2.3 complete the operation to feasible zone Ω projection on main core, and judge vectorWhether meet end condition, if full Sufficient then terminate iteration, otherwise calculate the direction d that gradient declines^(k’)；

2.4 then parallel computation matrix z on each core^(k’)Row fragmentThe row isolation of wherein matrix A is synchronous The same in rapid 2.2, then on main core, the operation result of each core is spliced,It isCalculating Result.

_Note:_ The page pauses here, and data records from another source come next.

PR #161, opened 2024-07-26
feat: Poll the main node for batch to vote on (BFT-496)

aakoshh:
## What ❔

Poll the main node for which batch height to vote on.

- [x] Return an `Option` rather than a `Vec` of `BatchQC` from `BatchVotes::find_quorum`: we decided not to implement voting on multiple heights for now, which makes it just confusing that a vector is returned.
- [x] Create an `AttestationStatusClient` trait with a method to poll the next `BatchNumber` to vote on, which can be injected as a `dyn` dependency
- [x] Create an `AttestationStatusWatch` that contains the next `BatchNumber` to vote on; this is updated by a single background task and listened to by multiple subscribers
- [x] Create an `AttestationStatusRunner` which is supposed to be started along with the `BatchStore` in `zksync-era` and polls the client; the point of this is to push out the poll interval configuration to the edge and make the `AttestationStatusWatch` the integration point
- [x] Change `AttesterRunner` to wait for the `AttestationStatusWatch` to change, then the payload to appear, then cast the vote; it doesn't need to worry about reverts because the node will restart if that happens
- [x] Change `run_batch_qc_finder` to wait for the `AttestationStatusWatch` to change, then wait for the next available QC, and save it; this might produce gaps which is normal on the external nodes, but undersireable on the main node - on the main node it only produces gaps if the attesters vote on higher heights despite the main node telling them not to, which if they are majority honest should not happen, and if they are not then what can we do anyway
- [x] Rename `PersistentBatchStore::earliest_batch_number_to_sign` to `next_batch_to_attest` in accordance with the new method on `consensus_dal`. 
- [ ] ~~Initialise `BatchNumber::min_batch_number` to by asking the main node where to resume from~~ This initialisation isn't necessary because 1) we decided that we'll only allow 1 vote per attester, so there is no attack vector of casting votes from batch 0 and 2) `run_batch_qc_finder` first waits for the API status to appear and then prunes all preceding data, so an older QC will not be saved. It was also undesirable to have to initialise from an API that might return nothing (or errors) for an unknown amount of time.

### Poll interval

The `AttesterStatusRunner` polls the API at fixed intervals without any exponential backoff. I thought 5s would be a reasonable default value. With 60s batches this seems fine because the *next* batch to sign will be signalled as soon as the current batch QC is inserted into the database, which is well ahead of time of when  the next batch and its commitment will be available. If we think we'll need to catch up with historical batch signatures it might be a bit slow. We generally still have to account for gossiping around the votes though, which in a large enough network could be on the order of several seconds as well.

### Potential deadlock

There is a pathological sequence of events that could prevent the feature from starting on a fresh database with no prior batch QCs:
1. Say we start from batch 0, and a QC is gathered, but saving it to the database (which is an async process) takes a long time on the main node.
2. Say it takes so long that batch 1 and batch 2 are created, but none of them have a QC yet.
3. Say we have two attesters A and B, and A polled the API when it showed batch 2, and the main node set its minimum batch number in the vote registry to batch 2 as well. 
4. Now the QC for batch 0 is saved to the database and the API indicates the next one to vote on is batch 1. 
5. Attester B casts its vote on batch 1 but it goes ignored by the main node vote registry because its looking for a quorum with at least batch number 2. 
6. Having missed an attestation the main node will never save a QC and never move on until it's restarted. 

Note that even if the registry minimum batch number was adjusted _down_ that might happen _after_ the vote for batch 1 has already been discarded, and because new votes are only pushed once through gossip there is no guarantee that it will get it again. 

The solution is coming in the form of fixing the starting point of gossip to be where the genesis starts, even if that means filling a potentially long history of batches in the beginning. See https://github.com/matter-labs/zksync-era/pull/2539

## Why ❔

We want to collect batch QCs without gaps, and for now put the main node in charge of what to vote on. The API to serve this information is in https://github.com/matter-labs/zksync-era/pull/2480 and this PR is the follow up to make polling that information part of the signing process.

### DIFF
--- a/node/actors/network/src/gossip/attestation_status.rs
+++ b/node/actors/network/src/gossip/attestation_status.rs
@@ -1,0 +1,85 @@
+use std::sync::Arc;
+
+use zksync_concurrency::{ctx, sync};
+use zksync_consensus_roles::attester;
+use zksync_consensus_storage::BatchStore;
+
+use crate::watch::Watch;
+
+/// An interface which is used by attesters and nodes collecting votes over gossip to determine
+/// which is the next batch they are all supposed to be voting on, according to the main node.
+#[async_trait::async_trait]
+pub trait AttestationStatusClient: 'static + std::fmt::Debug + Send + Sync {
+    /// Get the next batch number for which the main node expects a batch QC to be formed.
+    ///
+    /// The API might return an error while genesis is being created, which we represent with `None`
+    /// here and mean that we'll have to try again later.
+    async fn next_batch_to_attest(
+        &self,
+        ctx: &ctx::Ctx,
+    ) -> ctx::Result<Option<attester::BatchNumber>>;
+}
+
+/// Implement the attestation status for the main node by returning the next to vote on from the [BatchStore].
+#[derive(Debug, Clone)]
+pub struct LocalAttestationStatus(Arc<BatchStore>);
+
+impl LocalAttestationStatus {
+    /// Create local attestation client form a [BatchStore].
+    pub fn new(store: Arc<BatchStore>) -> Self {
+        Self(store)
+    }
+}
+
+#[async_trait::async_trait]
+impl AttestationStatusClient for LocalAttestationStatus {
+    async fn next_batch_to_attest(
+        &self,
+        ctx: &ctx::Ctx,
+    ) -> ctx::Result<Option<attester::BatchNumber>> {
+        self.0.next_batch_to_attest(ctx).await
+    }
+}
+
+/// Coordinate the attestation by showing the status as seen by the main node.
+pub struct AttestationStatus {
+    /// Next batch number where voting is expected.
+    ///
+    /// Its value is `None` until the background process polling the main node
+    /// can establish a value to start from.
+    pub next_batch_to_attest: Option<attester::BatchNumber>,
+}
+
+/// The subscription over the attestation status which votes can monitor for change.
+pub type AttestationStatusReceiver = sync::watch::Receiver<AttestationStatus>;
+
+/// A [Watch] over an [AttestationStatus] which we can use to notify components about
+/// changes in the batch number the main node expects attesters to vote on.
+pub(crate) struct AttestationStatusWatch(Watch<AttestationStatus>);
+
+impl Default for AttestationStatusWatch {
+    fn default() -> Self {
+        Self(Watch::new(AttestationStatus {
+            next_batch_to_attest: None,
+        }))
+    }
+}
+
+impl AttestationStatusWatch {
+    /// Subscribes to AttestationStatus updates.
+    pub(crate) fn subscribe(&self) -> AttestationStatusReceiver {
+        self.0.subscribe()
+    }
+
+    /// Set the next batch number to attest on and notify subscribers it changed.
+    pub(crate) async fn update(&self, next_batch_to_attest: attester::BatchNumber) {
+        let this = self.0.lock().await;
+        this.send_if_modified(|status| {
+            if status.next_batch_to_attest == Some(next_batch_to_attest) {
+                return false;
+            }
+            status.next_batch_to_attest = Some(next_batch_to_attest);
+            true
+        });
+    }
+}
--- a/node/actors/network/src/gossip/attestation_status.rs
+++ b/node/actors/network/src/gossip/attestation_status.rs
@@ -1,6 +1,7 @@
+use std::fmt;
 use std::sync::Arc;
 
-use zksync_concurrency::{ctx, sync};
+use zksync_concurrency::{ctx, sync, time};
 use zksync_consensus_roles::attester;
 use zksync_consensus_storage::BatchStore;
 
@@ -9,7 +10,7 @@ use crate::watch::Watch;
 /// An interface which is used by attesters and nodes collecting votes over gossip to determine
 /// which is the next batch they are all supposed to be voting on, according to the main node.
 #[async_trait::async_trait]
-pub trait AttestationStatusClient: 'static + std::fmt::Debug + Send + Sync {
+pub trait AttestationStatusClient: 'static + fmt::Debug + Send + Sync {
     /// Get the next batch number for which the main node expects a batch QC to be formed.
     ///
     /// The API might return an error while genesis is being created, which we represent with `None`
@@ -20,28 +21,8 @@ pub trait AttestationStatusClient: 'static + std::fmt::Debug + Send + Sync {
     ) -> ctx::Result<Option<attester::BatchNumber>>;
 }
 
-/// Implement the attestation status for the main node by returning the next to vote on from the [BatchStore].
-#[derive(Debug, Clone)]
-pub struct LocalAttestationStatus(Arc<BatchStore>);
-
-impl LocalAttestationStatus {
-    /// Create local attestation client form a [BatchStore].
-    pub fn new(store: Arc<BatchStore>) -> Self {
-        Self(store)
-    }
-}
-
-#[async_trait::async_trait]
-impl AttestationStatusClient for LocalAttestationStatus {
-    async fn next_batch_to_attest(
-        &self,
-        ctx: &ctx::Ctx,
-    ) -> ctx::Result<Option<attester::BatchNumber>> {
-        self.0.next_batch_to_attest(ctx).await
-    }
-}
-
 /// Coordinate the attestation by showing the status as seen by the main node.
+#[derive(Debug, Clone)]
 pub struct AttestationStatus {
     /// Next batch number where voting is expected.
     ///
@@ -50,12 +31,19 @@ pub struct AttestationStatus {
     pub next_batch_to_attest: Option<attester::BatchNumber>,
 }
 
-/// The subscription over the attestation status which votes can monitor for change.
+/// The subscription over the attestation status which voters can monitor for change.
 pub type AttestationStatusReceiver = sync::watch::Receiver<AttestationStatus>;
 
 /// A [Watch] over an [AttestationStatus] which we can use to notify components about
 /// changes in the batch number the main node expects attesters to vote on.
-pub(crate) struct AttestationStatusWatch(Watch<AttestationStatus>);
+pub struct AttestationStatusWatch(Watch<AttestationStatus>);
+
+impl fmt::Debug for AttestationStatusWatch {
+    fn fmt(&self, fmt: &mut fmt::Formatter) -> fmt::Result {
+        fmt.debug_struct("AttestationStatusWatch")
+            .finish_non_exhaustive()
+    }
+}
 
 impl Default for AttestationStatusWatch {
     fn default() -> Self {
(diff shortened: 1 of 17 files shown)


node/actors/network/src/gossip/attestation_status.rs
```diff
@@ -0,0 +1,85 @@
...
+#[async_trait::async_trait]
+pub trait AttestationStatusClient: 'static + std::fmt::Debug + Send + Sync {
+    /// Get the next batch number for which the main node expects a batch QC to be formed.
+    ///
+    /// The API might return an error while genesis is being created, which we represent with `None`
+    /// here and mean that we'll have to try again later.
+    async fn next_batch_to_attest(
+        &self,
+        ctx: &ctx::Ctx,
+    ) -> ctx::Result<Option<attester::BatchNumber>>;
```
pompon0, line 20: How about we shift the abstraction a bit and make the AttestationReceiver abstract? Sth like/equivalent to
```
trait AttestationReceiver {
  fn subscribe() -> watch::Receiver<Option<attester::BatchNumber>>
}
```
I would like to push the active polling as far out as possible, to avoid hardcoded delays which the outer logic has to be aware of. In this case the polling still will be performed, but in zksync-era code.

node/actors/network/src/gossip/mod.rs
```diff
@@ -12,16 +12,22 @@
...
+    AttestationStatusClient, AttestationStatusReceiver, LocalAttestationStatus,
+};
 pub use self::batch_votes::BatchVotesPublisher;
 use self::batch_votes::BatchVotesWatch;
 use crate::{gossip::ValidatorAddrsWatch, io, pool::PoolWatch, Config, MeteredStreamStats};
+use attestation_status::AttestationStatusWatch;
 use fetch::RequestItem;
 use std::sync::{atomic::AtomicUsize, Arc};
 pub(crate) use validator_addrs::*;
+use zksync_concurrency::time::Duration;
```
pompon0, line 25: nit: please use qualified names for concurrency imports - in this case "use zksync_concurrency::time;"

node/actors/network/src/gossip/mod.rs
```diff
@@ -148,37 +161,91 @@ impl Network {
...
+        let mut recv_votes = self.batch_votes.subscribe();
+        let mut recv_status = self.attestation_status.subscribe();
+
+        let mut prev_batch_number = None;
+
+        'status: loop {
+            // Wait until the status indicates that we're ready to sign the next batch.
+            // This is not strictly necessary but avoids repeatedly finding the same quorum, or having to skip it until it changes.
+            let next_batch_number =
+                sync::wait_for_some(ctx, &mut recv_status, |s| match s.next_batch_to_attest {
```
pompon0, line 182: nit `sync::changed` should do

node/actors/network/src/gossip/mod.rs
```diff
@@ -148,37 +161,91 @@ impl Network {
...
+
+            // Now wait until we find the next quorum, whatever it is:
+            // * on the main node, if attesters are honest, they will vote on the next batch number and the main node will not see gaps
+            // * on external nodes the votes might be affected by changes in the value returned by the API, and there might be gaps
+            // What is important, though, is that the batch number does not move backwards while we look for a quorum, because attesters
+            // (re)casting earlier votes will go ignored by those fixed on a higher min_batch_number, and gossip will only be attempted once.
+            // The possibility of this will be fixed by deterministally picking a start batch number based on fork indicated by genesis.
+            loop {
+                let quorum_opt = {
+                    let votes = sync::changed(ctx, &mut recv_votes).await?;
```
pompon0, line 204: Are you sure you don't need "recv_votes.mark_changed()" before this await? In particular `subscribe()` returns a receiver which is *seen*.

node/actors/network/src/gossip/mod.rs
```diff
@@ -148,37 +161,91 @@ impl Network {
...
+                };
+
+                if let Some(qc) = quorum_opt {
+                    self.batch_store
+                        .persist_batch_qc(ctx, qc)
+                        .await
+                        .wrap("persist_batch_qc")?;
+
+                    continue 'status;
+                }
```
pompon0, line 215: nit: I think this inner loop is equivalent to:
```
let qc = sync::wait_for_some(ctx, &mut recv, |v| v.find_quorum(...)).await?;
self.batch_Store.persist_batch_qc(ctx,qc).await?;
```

node/actors/network/src/gossip/mod.rs
```diff
@@ -148,37 +161,91 @@ impl Network {
...
+                    // happened to decrease. But we decided to fix it at the source,
+                    // so the only place that is adjusted is before looking for a QC.
+                }
+                Ok(None) => tracing::debug!("waiting for attestation status..."),
+                Err(error) => tracing::error!(
+                    ?error,
+                    "failed to poll attestation status, retrying later..."
+                ),
             }
+            ctx.sleep(POLL_INTERVAL).await?;
```
pompon0, line 248: that's the sleep that I would like to avoid in era-consensus

node/actors/network/src/gossip/mod.rs
aakoshh: Hm, I wouldn't want to call it here because then it would become a tight loop. I didn't know `.subscribe()` returns it seen, that's good to keep in mind, however in this case it doesn't matter because of the call to `set_min_batch_number` which happens before this loop, which will cause the whole `BatchVotes` to change, so this call will get something immediately, and then every time a vote is added.

node/actors/network/src/gossip/mod.rs
aakoshh: Yeah, that looks neat 👍

node/actors/network/src/gossip/mod.rs
aakoshh: I don't fancy hardcoded polls either, just following the pattern. They might have been originally more prevalent in `zksync-era`, and I started adding them to places like the `AttestationRunner`, introducing them to `era-consensus. Maybe we could just make them a parameter, so at least they are easy to change from `zksync-era`? Although getting them to where they need to be might be awkward, with miscellaneous poll interval defaults being added to the `Config` of the `Executor.

node/actors/network/src/gossip/attestation_status.rs
aakoshh: You mentioned before that you might want to extend the `AttestationStatus` with further things like the number of concurrent votes, which I expected would not change during the lifetime of the program, but may be announced by the main node. I suppose we can add further async methods to `AttestationReceiver` above that one can call.

pompon0: or we can have one large watch, it should work either way

node/actors/network/src/gossip/mod.rs
pompon0: so the patter that I was trying to maintain so far was to have the polls in zksync-era, where they are just unavoidable because you cannot subscribe to postgres db afaik.

node/actors/network/src/gossip/attestation_status.rs
pompon0: technically we could even use the watch `instead` of the `AttestationReceiver` trait, except that it would limit extensionality of the API. But I guess we can revert to having a trait at any point.

aakoshh: I do wonder though if we should just expose the `AttestationStatusWatch` itself as a parameter to the `Explorer`. There isn't much magic there, it has `update` and `subscribe`, which can be driven from `zksync-era`.

pompon0: yes, and imo a piece of shared state with a well designed API is more maintainable API surface than a trait interface.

2.5 then on main core first line search design factor λ_k, calculate new step-length ρ_k‘+1And u^k′+1Deng, then make internal layer iteration Number of times k '=k '+1；Judge u^k′+1Whether meet KKT end condition, if it is satisfied, entering next step；Otherwise, return to step 2.2, calculate new gradient descent direction；

Step 3：In the solution obtaining QP subproblemAfterwards, need to update gradient, parallel computation gradient increment on each core Column-slice sectionThen on main core, result is added up, obtain new gradient：

CalculateWherein, G_LBIt is a l × n_BMatrix, andIt is a n_B × 1 column vector, then the result that the two is multipliedIt is the column vector of l × 1；Due to matrix G_LBIt is l row n_BRow, so, first First, matrix is decomposed into by row It is decomposed into by rowThen, each core is counted CalculateFinally, each result assessing calculation is added up by main core,It isValue；

Step 4：Main core judgesWhether meeting KKT condition, if it is satisfied, calculate terminating, otherwise updating on main core Working set, makes k=k+1, returns to step 2.